Well here was where they took the conversation, describing how decision hygiene can help obtain better decisions in business, or policy:
… whilst we absolutely think and believe they do, business meetings very rarely canvas individual opinion.
We think, “Let’s go round the table” equates to diversity and inclusion and will uncover the truth. We believe this will invite different but complementary or usefully critical input, but the meeting structures we employ seem to want to achieve unanimity at any cost…and within an hour if possible.

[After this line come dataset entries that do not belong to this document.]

PR #17660, opened 2023-07-03
Backport rcheevos build setup to libretro/Makefile.common from the rc_client branch

hrydgard:
For some reason this was only needed on Windows?

Either way, I just backported the fix I had already made for the rc-client branch, #17646 .


m4xw (approved):
Works on our CI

If you want to reduce this noise you will get people to write down their opinions independently of each other, so that you can observe if disagreement actually exists. As soon as they start talking they will start converging in some way, and the convergence is largely arbitrary because it depends on who speaks first or who speaks most loudly. By arbitrary we mean, if the wrong person is outside the room making coffee when the debate begins a completely unfit for purpose conclusion could be drawn. Discussions in committees are frequently a means to exacerbate noise whilst hiding it.
There are compounding effects in certain “decision architectures”, whereas we can design others that will cancel those out much more effectively… and here is one that we would like you to try.
Why 1-2-4-All?
Engage every individual in searching for answers
Avoid over-helping and the overcontrol-dependency vicious cycle
Create safe spaces for expression, diminish power differentials
Express “silent” conversations and expand diversity of inputs
Enrich quality of observations and insights before expression
Build naturally toward consensus or shared understanding
When in 1 – self reflection
Silent self-reflection by individuals on a shared challenge, framed as a question (e.g., What opportunities do YOU see for making progress on this challenge? How would you handle this situation? What ideas or actions do you recommend?), between 1-5 min.
Write a list or separately on post its
In 2s – build on ideas from self reflection
Generate ideas in pairs, building on ideas from self-reflection. 5 min.
Combine your individual list or post its
Between you select the top 1, 2 or 3 to carry forward to next 4s
In 4s – start to build on the best ideas
Share and develop ideas from your pair in foursomes (notice similarities and differences). 5 min.
All – build on ideas from self reflection
Ask, “What is one idea that stood out in your conversation?” – Each group shares one important idea with all (repeat cycle as needed). 5 min.
The 1-2-4-All construct allows people to have their say without it even being viewed as dissent, which in itself can be viewed as negative. Not everyone wants to be viewed as a dissenter, not everyone self-identifies as a maverick. Regardless of that, without good hygiene, once the truth is out the judgement will be made, and this could mean the person now uncomfortably pointed to as a firebrand could remain silent from this moment on.
Have a think about how this affects long-term goals, productivity and culture. Maybe it is worth the extra consideration to build good conversation frameworks, collaboration architecture and decision hygiene.